§ **INSTRUCTIONS FOR THE TASK**: Count every line in the entries that holds the word "Errorf". The reply is that count alone.

§ **SUPPLIED MATERIAL**:
PR #1215, opened 2019-08-28
Fix error messages in nodegroup IAM config validation, add tests

### LINKED ISSUE #1214: IAM add-on validation errors are incorrect for some of the add-ons
We print correct path here:

```
		if IsEnabled(ng.IAM.WithAddonPolicies.ExternalDNS) {
			return fmt.Errorf("%s.withAddonPolicies.externalDNS cannot be set at the same time", p)
		}
```

But not here:
```
		if IsEnabled(ng.IAM.WithAddonPolicies.ImageBuilder) {
			return fmt.Errorf("%s.imageBuilder cannot be set at the same time", p)
		}
```

errordeveloper:
### Description

Fix #1214

### Checklist

- [x] Manually tested

### DIFF
--- a/pkg/apis/eksctl.io/v1alpha5/validation_test.go
+++ b/pkg/apis/eksctl.io/v1alpha5/validation_test.go
@@ -6,7 +6,7 @@ import (
 )
 
 var _ = Describe("ClusterConfig validation", func() {
-	Describe("nodeGroups", func() {
+	Describe("nodeGroups[*].name", func() {
 		var (
 			cfg *ClusterConfig
 			err error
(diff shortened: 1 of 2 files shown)


pkg/apis/eksctl.io/v1alpha5/validation_test.go
```diff
@@ -6,7 +6,7 @@ import (
 )
 
 var _ = Describe("ClusterConfig validation", func() {
-	Describe("nodeGroups", func() {
+	Describe("nodeGroups[%d].name", func() {
```
cPu1: Minor nit: since this doesn't actually format it, should we use `[*]` to refer to the index?

```suggestion
	Describe("nodeGroups[*].name", func() {
```

pkg/apis/eksctl.io/v1alpha5/validation_test.go
```diff
@@ -46,6 +46,105 @@ var _ = Describe("ClusterConfig validation", func() {
 		})
 	})
 
+	Describe("nodeGroups[%d].iam", func() {
```
cPu1: Same as above.

Issue #1461, opened 2019-10-21
go-bindata generates sporadic diffs


marccarre:
**What happened?**

Sporadic diffs have been observed, both when building locally, and in CI (e.g. [#5143](https://circleci.com/gh/weaveworks/eksctl/5143)), despite always using:
```console
$ go-bindata --version
go-bindata 3.11.0 (Go runtime go1.1x.y).
Copyright (c) 2010-2015, Jim Teeuwen.
Copyright (c) 2017-2018, Kevin Burke.
```

**What you expected to happen?**

No diff, since no file was changed, and the version of `go-bindata` didn't change either.

**How to reproduce it?**

Unclear how to reproduce it.
Rebasing on latest `master` seems to sometimes miraculously "fix" it.
Other people reported that re-applying each commit one-by-one on top of `master` also "fixed" it for them.

errordeveloper:
You should be able to run all the steps using `weaveworks/eksctl-build:19ff80e010d2fdb7be3c44fc6491e13395a682ad`, and results ought to be the same, unless something else is broke (e.g. go-bindata does something that is actually non-deterministic).

errordeveloper:
Right now we don't have an easy way to determine the image tag, not without reading `Makefile`. Perhaps it's something we could improve on that by providing `make print-docker-build-image-and-args` or something like that.

PR #1465, opened 2019-10-21
Fix build image, add target for running `make test` and `make build` inside build image

errordeveloper:
xref #1461


Makefile.docker
```diff
@@ -73,3 +78,11 @@ eksctl-image: intermediate-image ## Build the eksctl image that has release arte
 	      --iidfile=.eksctl_image.iid \
 	      --tag="$(eksctl_image_name)" -
 
+.PHONY: test build
+build test: ## Build and test using the build image
```
martina-if: test build or build test?

Makefile.docker
```diff
@@ -22,19 +23,23 @@ update_build_image_manifest = git ls-tree --full-tree @ -- $(build_image_input)
...
+	  || git commit --quiet .build_image_manifest --message 'Update build image manifest'
 	@# There is no portable way of using sed -i on BSD and GNU, so we use temporary files instead
 	for i in .github/workflows/commit.yaml .circleci/config.yml ; do \
-	  sed "s|\(weaveworks/eksctl-build\):.*$$|\1:$(build_image_tag)|" "$${i}" > "$${i}.sedtmp" && mv "$${i}.sedtmp" "$${i}" ; \
+	  sed "s|\(weaveworks/eksctl-build\):.*$$|\1:$$($(build_image_tag_cmd))|" "$${i}" > "$${i}.sedtmp" && mv "$${i}.sedtmp" "$${i}" ; \
 	done
-	git commit --quiet .build_image_manifest .github/workflows/commit.yaml .circleci/config.yml --message 'Update build image'
-	$(info build image name is $(build_image_name))
+	git diff --quiet -- .github/workflows/commit.yaml .circleci/config.yml \
+	  || git commit --quiet .github/workflows/commit.yaml .circleci/config.yml --message 'Update build image in CI'
```
martina-if: Perhaps say something like "Please update build image in CI with make...."

CONTRIBUTING.md
```diff
@@ -84,6 +84,20 @@ make integration-test-container TEST_V=1
...
+
+```
+make -f Makefile.docker test
+make -f Makefile.docker build
+```
+
+> NOTE: It is not the most convenient way of working on the project, as
+> binaries are built inside the container and cannot be tested manually,
+> also majority of end-users consume binaries and not Docker images.
+> It is recommended to use `make build` etc, unless there is issue in CI
```
martina-if:
```suggestion
> It is recommended to use `make build` etc, unless there is an issue in CI
```

Makefile.docker
martina-if: If this is correct go ahead and merge

errordeveloper: The order doesn't matter here, but I'll make it same the line above for cosmetic reasons.

PR #1475, opened 2019-10-23
make build: update go.mod to latest dependencies

marccarre:
### Description

Building latest `master` currently generates this diff in `go.mod`, which therefore should presumably be updated. This dependency was apparently introduced in https://github.com/weaveworks/eksctl/pull/1465, though I'm not sure why at the moment.


marccarre:
Note that GitHub's build failed, and the hint doesn't fix/change anything:
```
HINT: to fix this, run 'make -f Makefile.docker update-build-image-manifest'
```

errordeveloper:
@marccarre so when you run `make -f Makefile.docker update-build-image-manifest`, you won't see anything in `git diff` or `git status`, because it actually creates two commits.

PR #1476, opened 2019-10-23
Refactor package `drain`

### LINKED ISSUE #1474: Refactor package `drain`
Remove usage of deprecated Kubernetes APIs and ensure wait timeout in `drain.NodeGroup` is handled for retries.

cPu1:
### Description

Closes #1474

### DIFF
--- a/pkg/drain/cordon.go
+++ b/pkg/drain/cordon.go
@@ -31,32 +31,21 @@ import (
 
 // CordonHelper wraps functionality to cordon/uncordon nodes
 type CordonHelper struct {
-	node   *corev1.Node
-	status DesiredCordonStatus
-}
-
-type DesiredCordonStatus string
-
-const (
-	CordonNode   DesiredCordonStatus = "cordon"
-	UncordonNode DesiredCordonStatus = "uncordon"
-)
-
-func (n DesiredCordonStatus) String() string {
-	return string(n)
+	node    *corev1.Node
+	desired bool
 }
 
 // NewCordonHelper returns a new CordonHelper
-func NewCordonHelper(node *corev1.Node, desired DesiredCordonStatus) *CordonHelper {
+func NewCordonHelper(node *corev1.Node, desired bool) *CordonHelper {
 	return &CordonHelper{
-		node:   node,
-		status: desired,
+		node:    node,
+		desired: desired,
 	}
 }
 
 // NewCordonHelperFromRuntimeObject returns a new CordonHelper, or an error if given object is not a
 // node or cannot be encoded as JSON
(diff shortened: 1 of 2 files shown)


pkg/drain/nodegroup.go
```diff
@@ -142,12 +140,19 @@ func NodeGroup(clientSet kubernetes.Interface, ng *api.NodeGroup, waitTimeout ti
...
 			logger.Debug("will drain: %v", newPendingNodes.List())
 
+		evict_loop:
 			for _, node := range nodes.Items {
 				if newPendingNodes.Has(node.Name) {
 					pending, err := evictPods(drainer, &node)
 					if err != nil {
 						logger.Warning("pod eviction error (%q) on node %s – will retry after delay of %s", err, node.Name, retryDelay)
-						time.Sleep(retryDelay)
+						retryTimer := time.NewTimer(retryDelay)
```
martina-if: This also sleeps?

pkg/drain/cordon.go
```diff
@@ -31,32 +31,21 @@ import (
...
-
-const (
-	CordonNode   DesiredCordonStatus = "cordon"
-	UncordonNode DesiredCordonStatus = "uncordon"
-)
-
-func (n DesiredCordonStatus) String() string {
-	return string(n)
+	node    *corev1.Node
+	desired bool
```
martina-if: I think bools are usually terrible for communicating what they mean. I actually prefer the old constants. Perhaps rename `desired` to `cordon`?

pkg/drain/nodegroup.go
cPu1: It doesn't. The receive on the `retryTimer.C` channel below blocks until `retryDelay` elapses.

pkg/drain/cordon.go
cPu1: CordonHelper either cordons or uncordons nodes. The old constants were redundant to define that boolean state and also required more code. 
The field is named `desired` because it reflects the type's default behaviour (`CordonHelper`). I'm not opposed to renaming it to `cordon` though as I think it does make the intent more explicit.

cPu1: Some of the initial code was borrowed from `kubectl`, which also uses `CordonHelper.desired`, so I think we should keep that name.

martina-if: It was more code but it was more clear. less code is not always better :)

What do you think about `cordoned`?

martina-if: Hm, althought `cordoned` could be understood as  the actual state. Yeah, leave it as desired if you feel strongly against what we had before.

cPu1: >It was more code but it was more clear. less code is not always better :)

I don't think it was more clear :) It was a boolean state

§ **YOUR RESPONSE**: 2